Extracted data entries:
◆ ◆ ◆ ◆ ◆

Issue #17759, opened 2015-06-17
Exceptions thrown in Subscription are not gracefully handled


jroper:
The following source:

```scala
  def errorSource[T] = Source(new Publisher[T] {
    def subscribe(s: Subscriber[_ >: T]) = {
      s.onSubscribe(new Subscription {
        def cancel() = ()
        def request(n: Long) = sys.error("error")
      })
    }
  })
```

As you can see request simply throws an error, rather than passing an error to the subscriber.  If I then:

```scala
Await.result(errorSource[Int].runFold(0)(_ + _), 5.seconds)
```

I expected that code to throw some sort of exception, but it doesn't, it times out.

drewhk:
I think RS Spec rule 2.13 is relevant here:

> onSubscribe, onNext, onError or onComplete MUST return normally except when any provided parameter is null in which case it MUST throw a java.lang.NullPointerException to the caller, for all other situations the only legal way for a Subscriber to signal failure is by cancelling its Subscription. In the case that this rule is violated, any associated Subscription to the Subscriber MUST be considered as cancelled, and the caller MUST raise this error condition in a fashion that is adequate for the runtime environment.

drewhk:
Ah, sorry it is 3.16: 

> Calling Subscription.request MUST return normally. The only legal way to signal failure to a Subscriber is via the onError method.

ktoso:
You may want to use the TCK ( https://github.com/reactive-streams/reactive-streams-jvm/tree/master/tck ) when implementing Publisher or Subscriber manually, there's a lot of weird corner cases one would notmally not think of - those tests should help you implement a valid Publisher.

jroper:
@ktoso did you mean @jroper? :smile:

I know it's not implemented correctly, but there's implementing the spec, and then there's gracefully handling spec non conformance. The first is the happy case, any old implementation can do that.  The second is about robustness, and is the difference between libraries that don't have a good development experience and libraries that provide an excellent development experience, it's about helping developers understand what they've done wrong when they've done something wrong, by providing a meaningful error message at a pertinent location.

ktoso:
argh sorry guys, hit `@j` and `[enter]` :wink:

jrudolph:
No worries, I just recently tried to build a custom reactive stream processor at which point the TCK came very handy. (For saving time, that is. In the end I threw away my custom implementation and went with a combination of akka-stream components because I couldn't get the TCK to pass with reasonable effort)

drewhk:
[...]

PR #17762, opened 2015-06-17
=str #17759: Handle when request() throws in ActorInterpreter

drewhk:


drewhk:
Fixes #17762

akka-stream/src/main/scala/akka/stream/impl/fusing/ActorInterpreter.scala
```diff
@@ -145,7 +148,7 @@ private[akka] class BatchingActorInputBoundary(val size: Int, val name: String)
 
     case OnComplete                ⇒ onComplete()
     case OnError(cause)            ⇒ onError(cause)
```
ktoso: should then these be `tryOnError`, according to the same reasoning then?

drewhk: that's not the onError you are looking for ;)

drewhk: (line 127/130)

ktoso: lol, I see :-)

ktoso:
LGTM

◆ ◆ ◆ ◆ ◆

Description of the task: Please copy out each line of the data in which the word "Subscription" occurs.

Answer:
Exceptions thrown in Subscription are not gracefully handled
      s.onSubscribe(new Subscription {
> onSubscribe, onNext, onError or onComplete MUST return normally except when any provided parameter is null in which case it MUST throw a java.lang.NullPointerException to the caller, for all other situations the only legal way for a Subscriber to signal failure is by cancelling its Subscription. In the case that this rule is violated, any associated Subscription to the Subscriber MUST be considered as cancelled, and the caller MUST raise this error condition in a fashion that is adequate for the runtime environment.
> Calling Subscription.request MUST return normally. The only legal way to signal failure to a Subscriber is via the onError method.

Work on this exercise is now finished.